═════ RECORDS PROVIDED

Issue #900, opened 2020-06-16
CDVWebViewEngine needs a way to set the websiteDataStore of its configuration


msmtamburro:
# Feature Request

## Motivation Behind Feature

A websiteDataStore can both be configured (e.g., set to non-persistent) and re-used (e.g., in other web browser components).  
## Feature Description

Optionally exposing the configuration as typically done with the "Cordova settings" model may not suffice.  For example, if you only added a Cordova setting for persistent vs. non-persistent, this would still not give us a handle to the websiteDataStore for re-use elsewhere.  More specifically, allowing Cordova to use an existing websiteDataStore that was created and used prior to Cordova reaching its `createConfigurationFromSettings` method is important in my case.  You could accomplish this by providing a protocol that allows us to return a websiteDataStore.

For example, add the following lines to CDVWebViewEngine.h:

```
@protocol CDVWebViewEngineConfigurationDelegate <NSObject>
/// Provides a fully configured WKWebsiteDataStore; useful for customizing configuration
- (nonnull WKWebViewConfiguration *)configuration;
@end
```

and then expose this property:

```
@property (nullable, nonatomic, weak) CDVPlugin<CDVWebViewEngineConfigurationDelegate>* configurationDelegate;
```

And finally, in CDVWebViewEngine.m, inside of `createConfigurationFromSettings:` start with:

```
    WKWebViewConfiguration* configuration = [_configurationDelegate configuration];
    if (configuration) {
        return configuration;
    }
```

## Alternatives or Workarounds

When using the CDVWKWebViewEngine (the old plugin), it was possible to override createConfigurationFromSettings to customize portions of the configuration that were not exposed through Cordova settings.  With the migration to CDVWebViewEngine, its private status prevents this type of customization without resorting to swizzling.

msmtamburro:
Apologies: the code for this fix ended up in the (merged) PR to address 1157. I verified that everything looks good locally in cordova-ios@7.0.1.  (I can successfully utilize the CDVWebViewEngineConfigurationDelegate to update the configuration of the CDVWebViewEngine.)

PR #1030, opened 2020-11-25
Allow plugins to hook into the WKURLSchemeHandler

NiklasMerz:
### Platforms affected
iOS

### Motivation and Context

This offers plugin authors the possibility to plug into the WKURLSchemeHandler. Some options where discussed on the [list](https://lists.apache.org/thread.html/r2df0ee4db5746960d41935833a7bd50fa750ad7c30161b76eb5bf862%40%3Cdev.cordova.apache.org%3E)

I did this "hook" to implement a plugin which acts as a proxy to bypass CORS and cookie issues: https://github.com/GEDYSIntraWare/cordova-plugin-webview-proxy.

Supersedes #1004 

### Description

The implementation was based on the discussions on the list and similarly implemented like `shouldOverrideLoadWithRequest`. Thanks to @erisu for the hint in the right direction.

**TODO**

- [ ] Testing with more than one plugin
- [ ] Automated testing possible?
- [ ] Documentation in cordova-docs?

### Testing

* install ios platform from this PR
* install plugin https://github.com/GEDYSIntraWare/cordova-plugin-webview-proxy
* convert http/https URL to proxy URL with `window.WebviewProxy.convertProxyUrl(url)`
* check requests, console, cookie/CORS issues

### Checklist

### DIFF
--- a/CordovaLib/Classes/Public/CDVURLSchemeHandler.m
+++ b/CordovaLib/Classes/Public/CDVURLSchemeHandler.m
@@ -52,7 +52,7 @@
 
     for (NSString* pluginName in vc.pluginObjects) {
         self.schemePlugin = [vc.pluginObjects objectForKey:pluginName];
-        SEL selector = NSSelectorFromString(@"handleSchemeURL:");
+        SEL selector = NSSelectorFromString(@"overrideSchemeTask:");
         if ([self.schemePlugin respondsToSelector:selector]) {
             handledRequest = (((BOOL (*)(id, SEL, id <WKURLSchemeTask>))objc_msgSend)(self.schemePlugin, selector, urlSchemeTask));
             if (handledRequest) {
--- a/CordovaLib/Classes/Public/CDVURLSchemeHandler.m
+++ b/CordovaLib/Classes/Public/CDVURLSchemeHandler.m
@@ -21,6 +21,8 @@
 #import "CDVURLSchemeHandler.h"
 #import <MobileCoreServices/MobileCoreServices.h>
 
+#import <objc/message.h>
+
 @implementation CDVURLSchemeHandler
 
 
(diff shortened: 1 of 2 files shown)


erisu (approved):

dpogue (approved):

jcesarmobile (approved):

Ichhakhemka:
Lll

jcesarmobile:
Just noticed it was added to 6.1.2 milestone. I think this is a feature, so should be added as 6.2.0

dpogue:
> Just noticed it was added to 6.1.2 milestone. I think this is a feature, so should be added as 6.2.0

:+1:
I've updated the 6.1.2 milestone to 6.next to better reflect "the next release in the 6.x version, before 7.0.0". The details of patch vs minor can be figured out when we're ready to tag (I agree this should probably be a minor bump).

CordovaLib/Classes/Public/CDVURLSchemeHandler.m
```diff
@@ -39,45 +41,70 @@ - (void)webView:(WKWebView *)webView startURLSchemeTask:(id <WKURLSchemeTask>)ur
...
+     */
+    BOOL anyPluginsResponded = NO;
+    BOOL handledRequest = NO;
+
+    for (NSString* pluginName in vc.pluginObjects) {
+        CDVPlugin* plugin = [vc.pluginObjects objectForKey:pluginName];
+        SEL selector = NSSelectorFromString(@"handleSchemeURL:");
+        if ([plugin respondsToSelector:selector]) {
+            handledRequest = (((BOOL (*)(id, SEL, id <WKURLSchemeTask>))objc_msgSend)(plugin, selector, urlSchemeTask));
+            NSLog(@"Handled: %d", handledRequest);
```
msmtamburro: Hi! Mind not adding NSLogs to code that can run in production environments?

CordovaLib/Classes/Public/CDVURLSchemeHandler.m
```diff
@@ -39,45 +41,70 @@ - (void)webView:(WKWebView *)webView startURLSchemeTask:(id <WKURLSchemeTask>)ur
...
+    
+    CDVViewController* vc = (CDVViewController*)self.viewController;
+
+    /*
+     * Give plugins the chance to handle the url
+     */
+    BOOL anyPluginsResponded = NO;
+    BOOL handledRequest = NO;
+
+    for (NSString* pluginName in vc.pluginObjects) {
```
msmtamburro, line 53: This for loop pattern, which we also see in CDVWebViewEngine.m, occasionally causes crashes in our production apps because `vc.pluginObjects` can be mutated on a different thread while you're looping.  Here's an example:

```
0   CoreFoundation                	0x1ac96a5ac __exceptionPreprocess + 220 (NSException.m:199)
1   libobjc.A.dylib               	0x1c0a5842c objc_exception_throw + 60 (objc-exception.mm:565)
2   CoreFoundation                	0x1ac969f04 __NSFastEnumerationMutationHandler + 124 (NSEnumerator.m:129)
3   Our App                	0x1022e13ec -[CDVWebViewEngine webView:decidePolicyForNavigationAction:decisionHandler:] + 336 (CDVWebViewEngine.m:543)
```

There are several right ways to deal with this:

1. The best would be to use a protocol, like my similar request here: https://github.com/apache/cordova-ios/issues/900
2. You could alternatively use DispatchQueue to safely read and write pluginObjects on separate threads
3. You could simply make a copy of pluginObjects and enumerate the copy instead

Since #3 is the easiest to write in a PR comment, that would look like the below, but I'd be happy to help you do #1, which would be a lot better.

```
    /*
     * Give plugins the chance to handle the url
     */
    __block BOOL anyPluginsResponded = NO;
    __block BOOL shouldAllowRequest = NO;
    
    NSDictionary *pluginObjects = [[vc pluginObjects] copy];
    SEL selector = NSSelectorFromString(@"shouldOverrideLoadWithRequest:navigationType:");
    [pluginObjects enumerateKeysAndObjectsUsingBlock:^(id  _Nonnull key, id  _Nonnull plugin, BOOL * _Nonnull stop) {
        if ([plugin respondsToSelector:selector]) {
            anyPluginsResponded = YES;
            // https://issues.apache.org/jira/browse/CB-12497
            int navType = (int)navigationAction.navigationType;
            shouldAllowRequest = (((BOOL (*)(id, SEL, id, int))objc_msgSend)(plugin, selector, navigationAction.request, navType));
            if (!shouldAllowRequest) {
                *stop = YES;
            }
        }
    }];

```

msmtamburro (changes requested):

CordovaLib/Classes/Public/CDVURLSchemeHandler.m
msmtamburro: I updated https://github.com/apache/cordova-ios/issues/900 with an example of a protocol that you could use here.

CordovaLib/Classes/Public/CDVURLSchemeHandler.m
NiklasMerz: This has been removed on a later commit

msmtamburro: Ah, thanks for that-- (sorry) I googled in to the wrong place to begin my review of your PR.  Happy to discuss my other comment (which still applies), if clarification is required.

NiklasMerz: Yeah the other comment ist still valid. We would need to fix more places though.

Would be nice if you could provide a pull request for the existing places. I am not am ObjC expert.

adamdport:
Migrating some comments from #1004 :

- This has a default request timeout of 60s. I was able to get past this by setting my own `setTimeoutInterval` on the request, but this probably needs to be either disabled or made configurable from cordova
- Cookies don't appear in the network tab, but they did appear to be sent
- Cookies aren't sent to iframes that load from the same domain
- Cookies aren't sent to InAppBrowser windows that load from the same domain

Thanks again.

NiklasMerz:
@adamdport Thanks for you tests and comments. Most of your comments apply to the "proxy" I built in #1004. This PR is a generic way for plugins to intercept web requests. I built the first plugin to use this API from the proxy code of the previous PR here: https://github.com/GEDYSIntraWare/cordova-plugin-webview-proxy

So this PR has nothing to do with CORS, cookies etc. I just happen to use for these things by building a plugin that depends on this PR.

adamdport:
@NiklasMerz my mistake. I'll open issues on that repo instead, thanks

CordovaLib/Classes/Public/CDVURLSchemeHandler.m
msmtamburro: Will do.  I am in the process of obtaining permission from my employer.

CordovaLib/Classes/Public/CDVURLSchemeHandler.m
NiklasMerz: Thanks for your feedback on this. As I am not an ObjectiveC expert I am not sure how to deal with this. I would probably use "#3" for this PR and add a commen to #900 to properly implement the protocol for this and the other affected loop.

girish2711:
Bringing comments added for #1004 


@NiklasMerz Thanks for the WKURLSchemeHandler implementation. I took #1030 PR and integrated with your plugin https://github.com/GEDYSIntraWare/cordova-plugin-webview-proxy. Also changed the URL per your suggestion. All my XHR calls are now directed to webiewproxy.m and completes with proper response.

However, in my case my API responds with a few session cookies and I don't see them getting synced to my Cordova main web view. I see cookies in native cookie store but not in Cordova main web view. Is this expected ? Any solution to this?

I have a Single Sign On implementation which needs these session cookies to be sent along with http GET URL request (window.location = url to a subdomain) to a my own server. But the request is sent without cookies and hence it fails.

I tried by configuring CDVWebViewEngine's webdatastore to a nonPersistant one and added cookies to the same store as in below, but that didn't sync cookie to Cordova Main webview

first added app bound domain in the info.plist

and then in CDWebViewEngine:77.

if (@available(iOS 14.0, *)) {

 configuration.limitsNavigationsToAppBoundDomains = YES;    
 WKWebsiteDataStore *dStore =[[CDVWebViewProcessPoolFactory sharedFactory] sharedDataStore]; // by adding new method in sharedFactory

    configuration.websiteDataStore = dStore; 
} else {
    // Fallback on earlier versions
}
and in webviewproxy.m:40

WKWebsiteDataStore* dataStore = [[CDVWebViewProcessPoolFactory sharedFactory] sharedDataStore];
    WKHTTPCookieStore* cookieStore = dataStore.httpCookieStore;
Any idea if cookies are not meant for syncing or am I missing something ? I am testing in iOS14 with XCode 12.3.

NiklasMerz:
@girish2711 Thanks for you feedback. Seems like you hit some edge cases with the cookie quirks in WebKit. We should move this discussion to the proxy plugin and not continue in this PR.

This PR just adds the ability for plugins to hook into the code in the platform. Again please don't discuss issues around the "proxy" here.

NiklasMerz:
If no one objects I will merge this in 24 hours.

msmtamburro:
Just a note: I was waiting for #1050 to be merged so that I could merge that in to #1051.  #1051 has the example you could follow in this PR (but it might be hard to read until #1050 is merged).

totalpave (approved):

breautek (approved):

msmtamburro:
> Just a note: I was waiting for #1050 to be merged so that I could merge that in to #1051. #1051 has the example you could follow in this PR (but it might be hard to read until #1050 is merged).

This newly merged PR copied the crashing pattern that I've addressed in #1050 and #1051.  You might want to open a new issue to follow the new pattern once those two PRs get merged.

NiklasMerz:
@msmtamburro Yes we should address that in the next version with #1050, #1051 and changes to this feature together. Feel free to open an issue.

mattdsteele:
@NiklasMerz Thank you (and everyone else) for putting this together! I'm excited to put this to use.

It's not clear to me how this could be integrated into a Cordova app, for folks looking to solve the original issue of bypassing CORS errors in their app.

Is updating to `cordova-ios@6.2.0` and loading https://github.com/GEDYSIntraWare/cordova-plugin-webview-proxy (following the "Testing" guide above) the near-term recommendation? Or is there another plugin folks should be tracking on?

NiklasMerz:
@mattdsteele As far as I know my plugin https://github.com/GEDYSIntraWare/cordova-plugin-webview-proxy is only one to use this feature so far. I built it to solve my CORS and cookie issues. Maybe others will use this hook to implementen different solutions.

Give the plugin a try and let me know in the plugins repo if it works for you or issues you find.

tudordumitriu:
@NiklasMerz  I have tried using the cordova ios 6.2.0 but unfortunately still getting the "error: Build input file cannot be found: '../mobile/platforms/ios/CordovaLib/Classes/Private/Plugins/CDVWebViewEngine/CDVWebViewProcessPoolFactory.m' (in target 'CordovaLib' from project 'CordovaLib')" and if you check the code https://github.com/apache/cordova-ios/tree/master/CordovaLib/Classes/Private/Plugins/CDVWebViewEngine the folder indeed doesn't seem to be containing CDVWebViewProcessPoolFactory.m
I did add the platform via cordova platform add ios@6.2.0

NiklasMerz:
@tudordumitriu This is not the right PR for this. Please open a new issue or contine in the commit.

tudordumitriu:
@NiklasMerz 
Sorry, will post it in the proper thread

══════════

Give only the number of lines in the entries above that hold the string "Motivation".

■ FINAL ANSWER
2